Paul Hudson    @twostraws   

“Marching ants” is the informal name used for animation of a selection: you see a dashed line around whatever you selected, and the dashes slowly move around the selection to show that it’s active.

iOS can achieve most of this effect for you when you’re using a CAShapeLayer. To try it out, first create a shape layer with a dashed stroke like this:

let layer = CAShapeLayer()
let bounds = CGRect(x: 50, y: 50, width: 250, height: 250)
layer.path = UIBezierPath(roundedRect: bounds, byRoundingCorners: .allCorners, cornerRadii: CGSize(width: 20, height: 20)).cgPath
layer.strokeColor = UIColor.black.cgColor
layer.fillColor = nil
layer.lineDashPattern = [8, 6]
view.layer.addSublayer(layer)

Now you need to create a CABasicAnimation to animate the lineDashPhase property. Annoyingly, the lineDashPattern – the part that describes the way the dashed are drawn – is actually an array of NSNumber so we need to boil it down to an integer with code like this:

layer.lineDashPattern?.reduce(0) { $0 - $1.intValue } ?? 0

With the line dash pattern used above – 8, 6 – that will result in toValue being set to 14.
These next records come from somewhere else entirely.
PR #1329, opened 2022-03-01
Upgrade target framework in v4x branch

sarangan12:
Upgrade target framework in v4x branch since the older version is no longer supported. 

@jeremymeng Please review and approve

### DIFF
--- a/src/autorest.typescript.csproj
+++ b/src/autorest.typescript.csproj
@@ -18,7 +18,8 @@
     <PackageRequireLicenseAcceptance>true</PackageRequireLicenseAcceptance>
  
     <OutputType>Exe</OutputType>
-    <TargetFramework>net6.0</TargetFramework>
+    <TargetFramework>netcoreapp3.1</TargetFramework>
+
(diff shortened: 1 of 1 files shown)


src/autorest.typescript.csproj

Here’s the animation you need to give the above shape layer a marching ants effect:

let animation = CABasicAnimation(keyPath: "lineDashPhase")
animation.fromValue = 0
animation.toValue = layer.lineDashPattern?.reduce(0) { $0 - $1.intValue } ?? 0
animation.duration = 1
animation.repeatCount = .infinity
layer.add(animation, forKey: "line")

I used .infinity for the repeat count so that it lasts forever.